Kyle had hit all his buttons and several more Jamie didn’t know he had. That night at the Ritz-Carlton ended up being some of the best sex he’d had in years, but they’d both gone into it knowing it was a once-off, no matter how compatible they seemingly were. They’d parted ways after one last lazy fuck in the early morning light, Jamie’s cock buried in Kyle’s ass, both of them trying to make it last just a little longer after a night of seriously ruining the sheets. The kiss at the hotel suite door had been a gentle, painful goodbye, at odds with the way they’d battled in bed, fiercely taking their pleasure from each other and loving every moment of it.
He regretted not asking for Kyle’s contact information when he had the chance. It wasn’t every day Jamie second-guessed his decisions, but letting Kyle go Tuesday morning was beginning to feel like a serious mistake. He was half-tempted to ask Katie to hack the Ritz-Carlton’s system to get a clear picture of Kyle’s face in order to run a facial recognition search. It would be highly illegal, but still. He thought about asking.
“You got something screwed all right, judging by the look on your face, or should I say someone?” Katie said. “Don’t get off in my car. I don’t need a bill for that on its maintenance record.”
“Fuck you,” Jamie retorted with a laugh.
“No thanks. You’re not my type.”
He would have responded except the sound of their restricted comms beeped in his ears even as the control screen on the dash snapped on, revealing a familiar face. Jamie shared a grim look with Katie before he tapped a finger at the accept icon on the control panel to answe
r the call.
“Callahan,” Jamie said at the same time Katie got out “Ovechkina.”
“Hate to interrupt your downtime, but we need you back on base. We’re green-lighting Alpha Team for a mission,” the drawling voice of Deputy Director Ranisha Stirling said, the sound of it coming through the vehicle’s speakers and their comms.
Jamie grimaced even as Katie sped up in order to catch the yellow light at the intersection and skid into a sharp U-turn. They both knew better than to ask for details over the line. “Understood. We’re on our way. ETA thirty minutes.”
The connection went dead, their ears losing the echo of the call.
“Any idea why they’re recalling us early?” Katie asked.
“No, but it has to be important.”
Katie sighed mournfully. “I was so looking forward to lunch.”

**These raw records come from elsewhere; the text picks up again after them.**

PR #333, opened 2026-06-28
Add GL_EXT_spirv_intrinsics_string extension

rdb:
This is the second half of #331, adding the string part (see #332 for the variadic extension). They are separate extensions because they describe orthogonal features with minimal interaction. The glslang implementation will follow soon.

This extension builds on `GL_EXT_spirv_intrinsics` and adds a `spirv_string` pseudo-type that is only valid as a formal parameter type in a `spirv_instruction`-qualified function declaration. It furthermore provides the ability for literal string arguments to be passed to those parameters, as well as to variadic tails (when the variadic extension is enabled). It is lowered to an OpString whose result id is used as the operand.

The main conundrum I've had to work through was determining whether literal strings are treated as primary expressions (which matches what glslang implements, eg. allowing a parenthesized `("foo")`), or can only be used as function call arguments (which matches what can actually be derived from the motivating `GL_EXT_debug_printf` extension, though it is a bit light on the actual grammar).

I have deliberately decided to stick with the most restrictive reading of what is actually specified, since doing otherwise would ask this extension to do much more work to more generally define strings as a type and expression. I deemed that to be out of scope for an extension that just aims to represent functions like `debugPrintfEXT` as a `spirv_instruction`. It may be worth revisiting this in a future extension that reusably and more generally defines string expressions in GLSL, or the referenced extensions should be revised to define the grammar in more detail and this one changed to match.

### DIFF
--- a/extensions/ext/GLSL_EXT_spirv_intrinsics_string.txt
+++ b/extensions/ext/GLSL_EXT_spirv_intrinsics_string.txt
@@ -1,0 +1,333 @@
+Name
+
+    EXT_spirv_intrinsics_string
+
+Name Strings
+
+    GL_EXT_spirv_intrinsics_string
+
+Contact
+
+    Reinier de Blois (me 'at' rdb.name)
+
+Contributors
+
+    Reinier de Blois
+
+Status
+
+    Draft
+
+Version
+
+    Revision: 1
+    Last Modified Date: 2026-06-27
+
+Dependencies
+
+    This extension is written against version 4.60.8 of the
+    OpenGL Shading Language Specification, dated August 14, 2023.
+
+    This extension requires GL_EXT_spirv_intrinsics.
+
+    This extension interacts with GL_EXT_spirv_intrinsics_variadic.
+
+    This extension interacts with GL_KHR_vulkan_glsl.
+
+Overview
+
+    GL_EXT_spirv_intrinsics allows a SPIR-V instruction to be exposed to
+    GLSL by declaring a function whose signature matches the instruction's
+    operands. It also defines the lexical machinery for literal strings.
+    However, it does not add syntax to pass a string to a function parameter,
+    so a SPIR-V instruction that takes an OpString <id> as operand cannot be
+    expressed with GL_EXT_spirv_intrinsics today.
+
+    To that end this extension adds a `spirv_string` pseudo-type, which may be
+    used as the type of a parameter in a function declaration qualified with
+    `spirv_instruction`. A literal string supplied for such a parameter is
+    turned into an OpString, and that OpString's <id> is passed as the operand.
+    When GL_EXT_spirv_intrinsics_variadic is also enabled, a literal string may
+    likewise be supplied as a trailing variadic argument.
+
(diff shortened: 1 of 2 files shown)


extensions/ext/GLSL_EXT_spirv_intrinsics_string.txt
```diff
@@ -0,0 +1,333 @@
...
+        A literal string may be empty (""), which produces an OpString whose
+        operand contains only the terminating NUL character.
+
+        If GL_EXT_spirv_intrinsics_variadic is enabled, a literal string
+        argument may also match an unqualified variadic tail of a function
+        declaration qualified with `spirv_instruction`. In that case, an
+        OpString is also generated and its result <id> is appended as the
+        corresponding operand. It is a compile-time error for a literal string
+        to match a variadic tail with a `spirv_by_reference` or `spirv_literal`
+        qualifier.
```
Tobski, line 142: I would suggest that the tail has to be qualified with spirv_string to make this work - non-string arguments ignore it, but strings will be converted to OpString arguments.

The rationale for this is that otherwise you are making concrete, with no get out, how strings should be passed to intrinsics, and I'd like to leave the door open to passing them as byte arrays in future.

By requiring spirv_string here, it leaves the door open for strings-as-byte-arrays to be passed as arguments in future.

extensions/ext/GLSL_EXT_spirv_intrinsics_string.txt
```diff
@@ -0,0 +1,333 @@
...
+
+        spirv_instruction(extensions = ["SPV_KHR_non_semantic_info"],
+                          set = "NonSemantic.DebugPrintf", id = 1)
+        void debugPrintfEXT(spirv_string format, ...);
+
+        void main()
+        {
+            float x = 1.0;
+            debugPrintfEXT("x = %f\n", x);
+        }
```
Tobski, line 204: I think it would be illustrative to have an example with a string passed in the variadic tail.

Tobski (changes requested):
This looks good too - just a couple review comments and would request some more eyes and a draft impl before accepting.

extensions/ext/GLSL_EXT_spirv_intrinsics_string.txt
Tobski: I guess spirv_string isn't a qualifier per say... so maybe not exactly that? But I do think there should be something to distinguish this behavior.

rdb: Oof, that's a good point... `spirv_string` isn't a qualifier as you say (and it would probably create parser ambiguity to introduce it as one here), but some way to say "if there is a string, encode it as OpString" sounds like it would be necessary... I will think about this.

extensions/ext/GLSL_EXT_spirv_intrinsics_string.txt
rdb: Sure. I could modify the example to add an "%s" argument to printf.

The director was firm in his belief that active MDF field agents, especially metahumans, needed downtime between missions to be at their fighting best. A regulatory minimum of three days was given after every mission, which could be upped depending on the damage an agent incurred. Early recall happened only if something big was coming down the pipeline, usually an emergency mission gleaned from chatter, and that never boded well for anyone.
The drive to MDF headquarters in the Arlington area of the D.C. megacity was made mostly in silence, broken only by Jamie calling the other members of his team for their ETAs. By the time Katie skidded her car to a halt in the subterranean parking garage beyond the security checkpoints, they were both more than a little on edge.